A car
speeding at
30km/hr passes a
police car at rest
just at the
speeding
motorist passes
the police car
manintains a
constant of 5.8
m/s^2,when and
where will the
speeding
motorist be over
taken?
30 km/hr is hardly speeding where I live. Not even in a school zone.
30 km/h = 8.333 m/s
Solve 8.333 t = 2.9 t^2 for t. Then use that t tigether with
X = 2.9 t^2 for the location, X.
12.90
To answer this question, we need to analyze the motion of both vehicles and find the point where they meet. We can start by converting the car's speed from km/hr to m/s, since the acceleration is given in m/s^2.

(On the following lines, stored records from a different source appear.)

PR #236, opened 2020-09-24
Expose ES score from QA calls

arushir:
Minor fix to expose the score that Elasticsearch provides for QA calls

### DIFF
--- a/mindmeld/components/question_answerer.py
+++ b/mindmeld/components/question_answerer.py
@@ -833,7 +833,14 @@ class Search:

1. Convert the car's speed from km/hr to m/s:
- Speed of the car = 30 km/hr
- 1 km = 1000 m
- 1 hr = 3600 s
- Speed of the car = (30 * 1000) / 3600 = 8.33 m/s (approximately)
Now, let's solve for when and where the speeding motorist will be overtaken by the police car:
2. Set up the equation of motion for the speeding motorist:
- Initial speed of the speeding motorist (u) = 8.33 m/s (since they are passing the police car at rest)
- Acceleration of the speeding motorist (a) = 5.8 m/s^2
- Distance covered by the speeding motorist (s)
- Time taken by the speeding motorist (t)
Using the equation of motion: s = ut + (1/2)at^2
3. Set up the equation of motion for the police car:
- Initial speed of the police car (u) = 0 m/s (since it is at rest)
- Acceleration of the police car (a) = 0 m/s^2 (since it is not moving)
- Distance covered by the police car (s)
- Time taken by the police car (t)
Using the equation of motion: s = ut + (1/2)at^2
Since the police car is not moving, its equation becomes: s = ut
4. Equate the distances covered by both vehicles:
- Distance covered by the speeding motorist = Distance covered by the police car
ut + (1/2)at^2 = ut
5. Simplify the equation:
(1/2)at^2 = 0
Since the only way for the equation to hold is if t = 0, this means that the speeding motorist will overtake the police car at the exact moment they pass the police car.
6. Determine the location of the overtaking:
To find the location of the overtaking, we need to substitute the value of t into one of the equations of motion.
Using the equation: s = ut + (1/2)at^2
Distance covered by the speeding motorist = u * t + (1/2) * a * t^2
Distance covered by the speeding motorist = 8.33 * 0 + (1/2) * 5.8 * (0)^2
Distance covered by the speeding motorist = 0
Therefore, the speeding motorist will be overtaken at the exact location they pass the police car.
In summary, the speeding motorist will be overtaken by the police car at the same moment they pass the police car, and it will happen at the same location.